ABJ100 · 04/11/2022 11:51

Yanbu, that's bloody awful that they are making you feel worse! You don't need to hibernate, just avoid them only. Some people really have no filter.

rickandmorts · 04/11/2022 11:55

Yanbu. I had to tell my mums NDN to fuck off and stop being so rude because he kept repeatedly calling me fatso and tubs when I was pregnant. Not sure what goes through their minds 🤔

Sillystripytail · 04/11/2022 11:57

Ugh, bloody bastards. You're not disgusting, ugly or fat! You're growing a human being and you're doing brilliantly. Your body changes to grow your baby, you can't control how that happens or looks and it doesn't matter whatsoever.

I would absolutely avoid people that make you feel like shit. Don't give them the time of day. Don't isolate yourself inside though, it'll probably make you feel worse.

Sceptre86 · 04/11/2022 12:04

This is where you need to use your voice and speak up. I have horrendous water retention each pregnancy, never had pre eclampsia but I do get post eclampsia. I look like a balloon filled with water, even my nose grows and my feel will eventually only fit into flip flops but noone remarks other than to commiserate with me. If anyone dared I'd let them know I was hurt, angry pissed off and that would shut them right up. Your family are rude it's about time you told them so.

UnstableCarHouse · 04/11/2022 12:17

Wow, they sound lovely.

Completely acceptable to avoid them. Why would you spend time with people who make you feel like shit?

MrsK89 · 04/11/2022 14:07

Yes avoid them if you can until you feel more comfortable around them.
I was in the same position and always had family commenting on my pregnancy weight so understand how you are feeling. I would never comment the way they do. It's so rude and very hurtful

AgentJohnson · 04/11/2022 14:22

Avoid them and enjoy the peace and quiet. I wouldn’t want these toxic people around me or my child.

Carlycat · 04/11/2022 14:29

Tell them to fuck off with their cruel, disrespectful comments
Enjoy the rest of your pregnancy away from their toxicity Flowers

Itstime1 · 04/11/2022 14:49

Tell them they are being horrible and you don’t need them in your life at the moment.

I feel you, I had very late onset pre eclampsia but I was carrying a huge baby anyway! I was massive and then gained 2 stone in water in 3 days before I had my DD. I hid my pregnancy from 90% of people by just not seeing them.
(Personal choice as I didn’t want to see them haha)

also- your not fat and ugly.

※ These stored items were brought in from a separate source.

PR #579, opened 2024-05-31
Thor and Maya charging fees twice

enriquesouza:
we were charging twice the fees for both Maya and Thor. Also, the camera had some issues to key sign so i reverted the changes.

### DIFF
--- a/VultisigApp/VultisigApp/Chains/thorchain.swift
+++ b/VultisigApp/VultisigApp/Chains/thorchain.swift
@@ -48,10 +48,6 @@ enum THORChainHelper {
         input.mode = .sync
         input.fee = CosmosFee.with {
             $0.gas = 20000000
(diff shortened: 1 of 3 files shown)


VultisigApp/VultisigApp/Chains/thorchain.swift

You’re carrying a baby, growing a human and dealing with a major medical condition, give yourself some slack and some self love. Ignore them and re think the relationships with them all after baby is here. They should be supportive not commenting ❤️

falafelqueen · 04/11/2022 14:56

Hi OP, sorry these people are making you feel crap. 💐

They should be taking care of you and helping you through what sounds like a difficult time, and their comments are horrible and completely out of order.

Your body is growing another human! It’s not exactly surprising that you got a bit bigger is it? Don’t they know that’s what happens? What amazing things have they done lately?

I’m sure you look lovely and are doing brilliantly!

If you don’t feel up to telling them off directly, you’d be perfectly reasonable to avoid them for as long as you want to. Possibly forever.